*What to work on*:
Check each line of the records below and collect those holding "synced".

(Dataset excerpts)
****************************************

PR #1005, opened 2022-11-03
realm compact

### LINKED ISSUE #803: Realm Compaction support
realm_compact,  https://www.mongodb.com/docs/realm/sdk/dotnet/advanced-guides/compact-realm/

blagoev:
Support realm compact. 

fixes #803


nielsenko (approved):
LGTM 

I think it is prudent not to spawn an isolate - users can do that themselves. Would be nice if realm-core exposed an async interface for this though.

blagoev:
@nielsenko  added a test for a worker isolate.

test/realm_test.dart
```diff
@@ -1394,6 +1395,58 @@ Future<void> main([List<String>? args]) async {
...
   });
+
+  test('Realm - local realm can be compacted', () {
+    var config = Configuration.local([Car.schema]);
+    var realm = getRealm(config);
+    final compacted = realm.compact();
+    expect(compacted, true);
+  });
+
+  test('Realm - local realm can be compacted in worker isolate', () async {
```
blagoev, line 1406: Should we provide a public API for this? Or perhaps this could be the only API ie 
Future<bool> compact()  // works in a worker isolate. This could trigger migration callbacks in that isolate, which could bring problems.

nielsenko: I suggest we keep it as a test for now. It gets tricky quickly. For one realms cannot be passed between isolates since they hold references to native types.

nielsenko (approved):

desistefanova (commented):
I think we need to test if:

- a compacted realm could be opened
- a synced realm populated with data could be compacted and the opened with the same number of rows.
- the size of compacted realm file is less than the size of a synced populated ream that had been frozen before the compaction.

lib/src/realm_class.dart
```diff
@@ -483,6 +483,40 @@ class Realm implements Finalizable {
...
     }
   }
+
+  /// Compacts a Realm file. A Realm file usually contains free/unused space.
+  ///
+  /// This method removes this free space and the file size is thereby reduced.
+  /// Objects within the Realm file are untouched.
+  /// Note: The file system should have free space for at least a copy of the Realm file. This method must not be called inside a transaction.
+  /// The Realm file is left untouched if any file operation fails.
+  static Future<bool> compact(Configuration config) {
```
nirinchev, line 493: Why is this a future?

blagoev: This is cause this operation is long running and also we may decide to to that on a background isolate later. This is why I changed the method signature to accept a Configuration object.

test/test.dart
```diff
@@ -465,13 +465,20 @@ Future<void> tryDeleteRealm(String path) async {
...
   for (var i = 0; i < 5; i++) {
     try {
       Realm.deleteRealm(path);
-      await File('$path.lock').delete();
+      
+      //delete lock file
+      await File('$path.lock').delete().onError((error, stackTrace) => dummy);
+
+      //delete compaction space file
+      await File('$path.tmp_compaction_space').delete().onError((error, stackTrace) => dummy);
```
desistefanova, line 478: Why do we hide the errors when deleting these files?

lib/src/realm_class.dart
blagoev: I don't understand what you mean. How a Future result is a non blocking operation. If you await on it when you invoke the method you are blocking at the point of the call and waiting for the result to continue from that point forward.

lib/src/realm_class.dart
```diff
@@ -483,6 +483,40 @@ class Realm implements Finalizable {
...
+    late Configuration compactConfig;
+    if (config is LocalConfiguration) {
```
desistefanova, line 495: I'm wondering why we need to recreate the configs before compact.

lib/src/realm_class.dart
blagoev: In other words a method that returns a Future does not guarantee it will not execute synchronously

test/realm_test.dart
```diff
@@ -1470,11 +1470,14 @@ Future<void> main([List<String>? args]) async {
...
-    final configuration =
+    final config =
         Configuration.flexibleSync(user, [Task.schema], encryptionKey: key, path: p.join(Configuration.defaultStoragePath, "${generateRandomString(8)}.realm"));
 
-    final compacted = await Realm.compact(configuration);
+    final compacted = await Realm.compact(config);
     expect(compacted, true);
+
+    //test the realm can be opened. This also allows the compacted realm to be deleted after the test
+    final realm = getRealm(config);
```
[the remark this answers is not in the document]
blagoev: we have already the infrastructure in place and also every test is compacting a realm with different config.

test/realm_test.dart
```diff
@@ -1470,11 +1470,14 @@ Future<void> main([List<String>? args]) async {
...
     List<int> key = List<int>.generate(encryptionKeySize, (i) => random.nextInt(256));
-    final configuration =
+    final config =
         Configuration.flexibleSync(user, [Task.schema], encryptionKey: key, path: p.join(Configuration.defaultStoragePath, "${generateRandomString(8)}.realm"));
 
-    final compacted = await Realm.compact(configuration);
+    final compacted = await Realm.compact(config);
     expect(compacted, true);
+
+    //test the realm can be opened. This also allows the compacted realm to be deleted after the test
```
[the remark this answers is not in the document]
blagoev: no need to do a special case for that now that every test is doing it with different config

nirinchev (changes requested):
The API should be sync

test/test.dart
```diff
@@ -465,13 +465,20 @@ Future<void> tryDeleteRealm(String path) async {
...
+
```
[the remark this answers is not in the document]
blagoev: I am not sure its worth it. The performance difference will be negligible.

test/test.dart
blagoev: these files might not exists. So this is operatio is "try deleting the file and ingore if it exists" In one operation. Otherwise I will need check if the file exists first and then delete it, which is two operations to the file system which should be slower than just trying and ignoring the error.

lib/src/realm_class.dart
blagoev: the idea is not to invoke any callbacks while opening from within this method. We copy only the relevant fields in the new configs

lib/src/realm_class.dart
blagoev: we will continue the discussion offline

nielsenko: I think people are right to expect that the thread will not be blocked for more than a few ms when awaiting an async function. Even if no such guarantees exists, it is still the expectation. 

Perhaps we can wait with exposing this until we figure out how to move the work onto a background isolate?

lib/src/realm_class.dart
nielsenko: It is because `disableFormatUpgrade` and `isReadOnly` is set differently

test/realm_test.dart
```diff
@@ -1394,6 +1395,90 @@ Future<void> main([List<String>? args]) async {
...
+    final config = Configuration.local([Friend.schema],
+        encryptionKey: generateEncryptionKey(), path: p.join(Configuration.defaultStoragePath, "${generateRandomString(8)}.realm"));
+    final compacted = await Realm.compact(config);
+    expect(compacted, true);
+
+    //test the realm can be opened. This also allows the compacted realm to be deleted after the test
+    final realm = getRealm(config);
+  });
+
+  test('Realm - in-memory realm can be compacted', () async {
```
desistefanova, line 1437: We have add a test for Read-Only realm and to expect an exception.

nielsenko (changes requested):

lib/src/realm_class.dart
blagoev: wonder if we should not throw if `isReadOnly` is set?

lib/src/realm_class.dart
```diff
@@ -483,6 +483,40 @@ class Realm implements Finalizable {
...
+      compactConfig = Configuration.local(config.schemaObjects.toList(),
+          schemaVersion: config.schemaVersion,
+          fifoFilesFallbackPath: config.fifoFilesFallbackPath,
+          path: config.path,
+          encryptionKey: config.encryptionKey,
+          disableFormatUpgrade: true,
+          isReadOnly: false);
```
desistefanova, line 502: This will break the rule that read-only realms can not be compacted. You will always compact them. It must be `isReadOnly: config.isReadOnly`

blagoev: I agree. will fix

test/realm_test.dart
blagoev: done

lib/src/realm_class.dart
blagoev: fixed

lib/src/realm_class.dart
```diff
@@ -483,6 +483,40 @@ class Realm implements Finalizable {
...
+          schemaVersion: config.schemaVersion,
+          fifoFilesFallbackPath: config.fifoFilesFallbackPath,
+          path: config.path,
+          encryptionKey: config.encryptionKey,
+          disableFormatUpgrade: true,
+          isReadOnly: config.isReadOnly);
+    } else if (config is FlexibleSyncConfiguration || config is DisconnectedSyncConfiguration) {
+      compactConfig = Configuration.disconnectedSync(config.schemaObjects.toList(),
+          fifoFilesFallbackPath: config.fifoFilesFallbackPath, path: config.path, encryptionKey: config.encryptionKey);
+    } else if (config is InMemoryConfiguration) {
```
nirinchev, line 506: Why can we even compact an in memory realm? Should this be an exception instead?

test/realm_test.dart
```diff
@@ -1394,6 +1395,103 @@ Future<void> main([List<String>? args]) async {
...
+    var config = Configuration.inMemory([Car.schema], path: p.join(Configuration.defaultStoragePath, "${generateRandomString(8)}.realm"));
+    final compacted = Realm.compact(config);
+    expect(compacted, true);
+
+    //test the realm can be opened. This also allows the compacted realm to be deleted after the test
+    final realm = getRealm(config);
+  });
+
+    test('Realm - readonly realm can not be compacted', () async {
```
nirinchev, line 1446: Indentation issue

test/realm_test.dart
```diff
@@ -1394,6 +1395,103 @@ Future<void> main([List<String>? args]) async {
...
+    realm.close();
+
+    config = Configuration.local([Car.schema], isReadOnly: true, path: path);
+    expect(() => Realm.compact(config), throws<RealmException>("Can't compact a read-only Realm"));
+
+    //test the realm can be opened. This also allows the compacted realm to be deleted after the test
+    realm = getRealm(config);
+  });
+
+   test('Realm - disconnected sync realm can be compacted', () async {
```
nirinchev, line 1459: Indentation issue

nirinchev (changes requested):
All these tests are testing you can compact a non-existent realm - we don't open the file before compacting it. We don't test the behavior of calling compact on a Realm that is still open and we don't test for the effects of compact. Right now, the API could return `true` without any call to Core and the tests will pass. The way we do it in the .net tests is to add and remove a bunch of data, then verify that compact reduces the file size.

lib/src/realm_class.dart
blagoev: I was contemplating that but decided to support it since core can do it

nirinchev: Can you ping them and see if it actually does something? The thing is, in-memory Realms only live while somebody is referencing them, while compact requires that all realm instances are closed. So if I close the in-memory realm, it goes away and then compacting it will recreate it, compact the empty realm, then close it, thus destroying it.

blagoev: Why can we even compact an in memory realm?
>Free some memory perhaps

blagoev: I will throw an exception

blagoev: fixed

test/realm_test.dart
```diff
@@ -1394,6 +1396,166 @@ Future<void> main([List<String>? args]) async {
...
+
+    realm.close();
+    return beforeSize;
+  }
+
+  void validateCompact(bool compacted, String realmPath, int before) async {
+    expect(compacted, true);
+    final afterSize = await File(realmPath).stat().then((value) => value.size);
+    expect(before, greaterThan(afterSize));
+  }
```
desistefanova, line 1443:
```suggestion
  void validateCompact(bool compacted, String realmPath, int beforeCompactSize) async {
    expect(compacted, true);
    final afterCompactSize = await File(realmPath).stat().then((value) => value.size);
    expect(beforeCompactSize, compacted? greaterThan(afterCompactSize) : afterCompactSize);
  }
```

test/realm_test.dart
```diff
@@ -1394,6 +1396,166 @@ Future<void> main([List<String>? args]) async {
...
+
+  Future<int> createRealmForCompact(Configuration config) async {
+    var realm = getRealm(config);
+    
+    if (config is FlexibleSyncConfiguration) {
+      realm.subscriptions.update((mutableSubscriptions) {
+        mutableSubscriptions.add(realm.all<Task>());
+      });
+      await realm.subscriptions.waitForSynchronization();
```
nirinchev, line 1423: We should avoid doing that as this introduces unpleasant dependencies between tests. I.e. if we have other tests that are adding `Task` objects, those will get synchronized here and we'll start the test with non-0 number of tasks. The way to avoid this is for example adding a `differentiator` field which works similar to a partition. So you do something like:

```dart
final differentiator = ObjectId();
realm.subscriptions.update((mutableSubs) {
  mutableSubs.add(realm.all<Task>().filter('differentiator = $0', differentiator);
});

addDataFroCompact(realm, differentiator);
```

That way, you're certain that every time you execute the test, it'll do the same thing and have the exact same number of objects.

test/test.dart
nirinchev: Why is this file not automatically deleted by Core? It sounds like a bug that we need to clean it up ourselves.

nirinchev (commented):
Looks mostly there - the main remaining thing is to make sure we're not polluting tests by subscribing to all objects from a collection.

test/test.dart
desistefanova: Isn't it better to delete inside the implementation it Realm.compact? So that our users will not have to care about it.

test/realm_test.dart
desistefanova: I agree. For this reason I created the Product class. So that I can add the differentiator in product name.

test/test.dart
nirinchev: Core should not leave these around. If it does, it's a bug on their end.

test/realm_test.dart
blagoev: will fix

test/realm_test.dart
blagoev: this is not needed since the first expect will throw.

test/realm_test.dart
```diff
@@ -1394,6 +1396,173 @@ Future<void> main([List<String>? args]) async {
...
+    }
+
+    addDataForCompact(realm);
+
+    final beforeSize = await File(config.path).stat().then((value) => value.size);
```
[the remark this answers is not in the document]
blagoev: there is no data to be downloaded this is should be an empty realm.

test/realm_test.dart
```diff
@@ -1394,6 +1396,166 @@ Future<void> main([List<String>? args]) async {
...
+    realm.write(() {
+      for (var i = 0; i < 2500; i++) {
+        realm.add(Task(ObjectId()));
+      }
+    });
+
+    realm.write(() => realm.deleteAll<Task>());
+
+    realm.write(() {
+      for (var i = 10; i < 20; i++) {
```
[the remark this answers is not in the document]
blagoev: fixed

test/realm_test.dart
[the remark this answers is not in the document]
blagoev: fixed

lib/src/realm_class.dart
```diff
@@ -497,6 +497,44 @@ class Realm implements Finalizable {
...
+
+    late Configuration compactConfig;
+
+    if (!File(config.path).existsSync()) {
+      return false;
+    }
+
+    if (config is LocalConfiguration) {
+      //compact opens the realm file so it can triger schema version upgrade, file format upgrade, migration and initial data callbacks etc.
+      //We must to allow that to happen so use the local config as is.
```
desistefanova, line 520:
```suggestion
      // `compact` opens the realm file so it can triger schema version upgrade, file format upgrade, migration and initial data callbacks etc.
      // We must allow that to happen so use the local config as it is.
```

test/realm_test.dart
desistefanova: What about renaming the variable and parameter names to beforeCompactSize and afterCompactSize?

blagoev: I don't think it matters much.

test/realm_test.dart
```diff
@@ -1394,6 +1396,173 @@ Future<void> main([List<String>? args]) async {
...
+
+  void validateCompact(bool compacted, String realmPath, int before) async {
+    expect(compacted, true);
+    final afterSize = await File(realmPath).stat().then((value) => value.size);
+    expect(before, greaterThan(afterSize));
+  }
+
+  test('Realm - local realm can be compacted', () async {
+    var config = Configuration.local([Product.schema], path: p.join(Configuration.defaultStoragePath, "${generateRandomString(8)}.realm"));
+    final beforeCompact = await createRealmForCompact(config);
```
desistefanova, line 1448: Let's say that this is the size:  beforeCompactSize

test/realm_test.dart
blagoev: renamed. Hope it is more clear and readable now

test/realm_test.dart
blagoev: alright. as you wish.

nirinchev (approved):

test/realm_test.dart
```diff
@@ -1394,6 +1396,173 @@ Future<void> main([List<String>? args]) async {
...
+      var config = Configuration.local([Product.schema], path: path);
+      final compacted = Realm.compact(config);
+      Isolate.exit(sendPort, compacted);
+    }, [receivePort.sendPort, config.path]);
+
+    final compacted = await receivePort.first as bool;
+
+    validateCompact(compacted, config.path, beforeCompactSizeSize);
+
+    //test the realm can be opened.
```
desistefanova, line 1481:
```suggestion
// Test the realm can be opened.
```
In all the tests.

test/realm_test.dart
```diff
@@ -1394,6 +1396,173 @@ Future<void> main([List<String>? args]) async {
...
+    final realm = getRealm(config);
+  });
+
+  baasTest('Realm - synced realm can be compacted', (appConfiguration) async {
+    final app = App(appConfiguration);
+    final credentials = Credentials.anonymous();
+    final user = await app.logIn(credentials);
+    final path = p.join(Configuration.defaultStoragePath, "${generateRandomString(8)}.realm");
```
desistefanova, line 1533: We don't have to generate path here. The path is already unique by the user id. FlexibleSyncConfiguration will generate it unique.

test/realm_test.dart
```diff
@@ -1394,6 +1396,173 @@ Future<void> main([List<String>? args]) async {
...
+    final beforeCompactSize = await createRealmForCompact(config);
+    user.logOut();
+    Future<void>.delayed(Duration(seconds: 5));
+
+    final compacted = Realm.compact(config);
+
+    validateCompact(compacted, config.path, beforeCompactSize);
+
+    //test the realm can be opened.
+    final realm = getRealm(Configuration.disconnectedSync([Product.schema], path: path, encryptionKey: key));
```
desistefanova, line 1564: I would add `expect(realm.isClosed, false);` at end of each test, but it is not so important.

test/test.dart
```diff
@@ -467,13 +467,21 @@ Future<void> tryDeleteRealm(String path) async {
...
       Realm.deleteRealm(path);
-      await File('$path.lock').delete();
+      
+      //delete lock file
+      await File('$path.lock').delete().onError((error, stackTrace) => dummy);
+
+      //Bug in Core https://github.com/realm/realm-core/issues/5997. Remove when fixed
+      //delete compaction space file
+      await File('$path.tmp_compaction_space').delete().onError((error, stackTrace) => dummy);
+
```
desistefanova, line 482:
```suggestion
      // Delete lock file.
      await File('$path.lock').delete().onError((error, stackTrace) => dummy);

      // Bug in Core https://github.com/realm/realm-core/issues/5997. Remove when fixed.
      // Delete compaction space file.
      await File('$path.tmp_compaction_space').delete().onError((error, stackTrace) => dummy);
```
Just formatting comments.

test/test.dart
```diff
@@ -467,13 +467,21 @@ Future<void> tryDeleteRealm(String path) async {
...
     try {
       Realm.deleteRealm(path);
-      await File('$path.lock').delete();
+      
+      //delete lock file
+      await File('$path.lock').delete().onError((error, stackTrace) => dummy);
+
+      //Bug in Core https://github.com/realm/realm-core/issues/5997. Remove when fixed
+      //delete compaction space file
+      await File('$path.tmp_compaction_space').delete().onError((error, stackTrace) => dummy);
```
desistefanova, line 481:
```suggestion
      // Delete lock file.
      await File('$path.lock').delete().onError((error, stackTrace) => dummy);

      // Bug in Core https://github.com/realm/realm-core/issues/5997. Remove when fixed.
      // Delete compaction space file.
      await File('$path.tmp_compaction_space').delete().onError((error, stackTrace) => dummy);
```
Just formatting comments.

desistefanova (approved):
I have added some small suggestions about formatting and naming. It looks good.

test/realm_test.dart
blagoev: I don't agree. Is there an issue with generating it.

blagoev: I will leave it as it is.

****************************************

*Response to the task*:
- a synced realm populated with data could be compacted and the opened with the same number of rows.
- the size of compacted realm file is less than the size of a synced populated ream that had been frozen before the compaction.
+  baasTest('Realm - synced realm can be compacted', (appConfiguration) async {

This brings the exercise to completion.